» Exercise: Could you transcribe every entry exactly, leaving nothing out?

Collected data
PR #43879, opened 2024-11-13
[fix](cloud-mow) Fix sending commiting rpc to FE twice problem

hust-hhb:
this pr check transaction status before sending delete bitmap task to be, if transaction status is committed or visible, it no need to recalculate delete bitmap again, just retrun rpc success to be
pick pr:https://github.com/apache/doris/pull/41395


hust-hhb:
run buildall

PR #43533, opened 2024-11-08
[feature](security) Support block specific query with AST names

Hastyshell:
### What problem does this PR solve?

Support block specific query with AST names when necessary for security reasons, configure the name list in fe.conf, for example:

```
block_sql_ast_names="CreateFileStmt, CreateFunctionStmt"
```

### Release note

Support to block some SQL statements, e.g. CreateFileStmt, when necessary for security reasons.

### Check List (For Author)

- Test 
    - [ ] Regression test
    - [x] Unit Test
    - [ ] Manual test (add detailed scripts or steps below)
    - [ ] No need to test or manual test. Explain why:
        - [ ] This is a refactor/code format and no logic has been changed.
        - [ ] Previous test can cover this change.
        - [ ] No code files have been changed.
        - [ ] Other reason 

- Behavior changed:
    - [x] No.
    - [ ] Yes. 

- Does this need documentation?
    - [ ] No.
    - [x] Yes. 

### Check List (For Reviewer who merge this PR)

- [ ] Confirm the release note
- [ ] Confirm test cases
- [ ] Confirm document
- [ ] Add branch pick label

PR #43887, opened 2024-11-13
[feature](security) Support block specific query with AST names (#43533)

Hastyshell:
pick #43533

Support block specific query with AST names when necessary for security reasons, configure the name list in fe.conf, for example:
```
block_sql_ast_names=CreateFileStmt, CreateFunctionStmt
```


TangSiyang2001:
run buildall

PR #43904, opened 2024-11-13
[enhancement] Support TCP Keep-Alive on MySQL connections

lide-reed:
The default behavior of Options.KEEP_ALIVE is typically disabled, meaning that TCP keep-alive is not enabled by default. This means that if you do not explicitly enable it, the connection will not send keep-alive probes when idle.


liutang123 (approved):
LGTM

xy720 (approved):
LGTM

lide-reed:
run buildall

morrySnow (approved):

» Reply to the exercise:
PR #43879, opened 2024-11-13
[fix](cloud-mow) Fix sending commiting rpc to FE twice problem

hust-hhb:
this pr check transaction status before sending delete bitmap task to be, if transaction status is committed or visible, it no need to recalculate delete bitmap again, just retrun rpc success to be
pick pr:https://github.com/apache/doris/pull/41395


hust-hhb:
run buildall

PR #43533, opened 2024-11-08
[feature](security) Support block specific query with AST names

Hastyshell:
### What problem does this PR solve?

Support block specific query with AST names when necessary for security reasons, configure the name list in fe.conf, for example:

```
block_sql_ast_names="CreateFileStmt, CreateFunctionStmt"
```

### Release note

Support to block some SQL statements, e.g. CreateFileStmt, when necessary for security reasons.

### Check List (For Author)

- Test 
    - [ ] Regression test
    - [x] Unit Test
    - [ ] Manual test (add detailed scripts or steps below)
    - [ ] No need to test or manual test. Explain why:
        - [ ] This is a refactor/code format and no logic has been changed.
        - [ ] Previous test can cover this change.
        - [ ] No code files have been changed.
        - [ ] Other reason 

- Behavior changed:
    - [x] No.
    - [ ] Yes. 

- Does this need documentation?
    - [ ] No.
    - [x] Yes. 

### Check List (For Reviewer who merge this PR)

- [ ] Confirm the release note
- [ ] Confirm test cases
- [ ] Confirm document
- [ ] Add branch pick label

PR #43887, opened 2024-11-13
[feature](security) Support block specific query with AST names (#43533)

Hastyshell:
pick #43533

Support block specific query with AST names when necessary for security reasons, configure the name list in fe.conf, for example:
```
block_sql_ast_names=CreateFileStmt, CreateFunctionStmt
```


TangSiyang2001:
run buildall

PR #43904, opened 2024-11-13
[enhancement] Support TCP Keep-Alive on MySQL connections

lide-reed:
The default behavior of Options.KEEP_ALIVE is typically disabled, meaning that TCP keep-alive is not enabled by default. This means that if you do not explicitly enable it, the connection will not send keep-alive probes when idle.


liutang123 (approved):
LGTM

xy720 (approved):
LGTM

lide-reed:
run buildall

morrySnow (approved):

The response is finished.